Oh and by the way- do you see the impact of Covid-19 on that graph. I don’t think it looks as bad as you would think when investing over two decades- time will tell.
But to get a better idea- lets look at total returns at the end of 5, 10, 15, and 17.4 years.
|Period||SmartShares NZ Top 50||AMP NZ Share Index||Difference|
After 5 years you’d be better off with SmartShares, but if you were to invest for 10 years or longer- which you should be aiming for if you are investing in share funds- then the AMP fund is cheaper.
You can calculate the absolute longest time for the AMP NZ Share Index to beat the Smartshares NZ Top 50 ETF by comparing the two without any returns. This is the absolute longest time it will take for the AMP fund to beat the Smartshare fund in terms of fees. The graph of balances ratios over time is below;
With the old buy-sell spread it would take at worst 2 years for the AMP fee structure to beat the SmartShares fee structure. With the new buy-sell spread of 0.44% at worst, it takes 10 years for the AMP fee structure to beat the SmartShares fee structure.
The SmartShares balance is higher at the beginning as the 0.44% buy spread charged on AMP does eat into the balance early on.
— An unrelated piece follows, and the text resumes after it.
PR #1110, opened 2024-02-21
weasy_pdf no longer has name, hardcode reference instead for now

dragon-dxw:
Not sure what the best fix for the redirect is -- should probably be a reverse, but that's not possible any more.

The generated.xml endpoint had a name, but that went away in the refactor, so now we need to be a bit more explicit.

However, since AMP charge less on management fee, more money stays in the fund over the long term, which can generate more return for you the investor.
In the end, AMP NZ Shares Index Fund will beat the SmartShares NZ Top 50 ETF. The longest period of time this will take is 10 years- this will decrease with better investment returns. But the difference between the two is not that big, we are talking about 0.7% after 15 years for the real data simulation. So if you’re investing in the Smartshares NZ Top 50 fund you shouldn’t drop everything and switch now.
You shouldn’t be wanting to try and ‘time’ the market- so the buy-sell spread should only affect your decision as much as the management fee should. If you are timing the market the AMP NZ Share Index fund will cost you more fees.
However, if you are aiming to optimise your returns over the long term, AMP is still the better choice- even with the increased spread rate. If you are on lower prescribed investor rate you should probably consider switch over to AMP.
As I mentioned at the top- I invest in AMP funds thought InvestNow. And even though I’m not overly happy about the increase in buy-sell spread, it still makes sense for me to stick with the AMP NZ Share index fund for now as I am planning on investing for more than 10 years.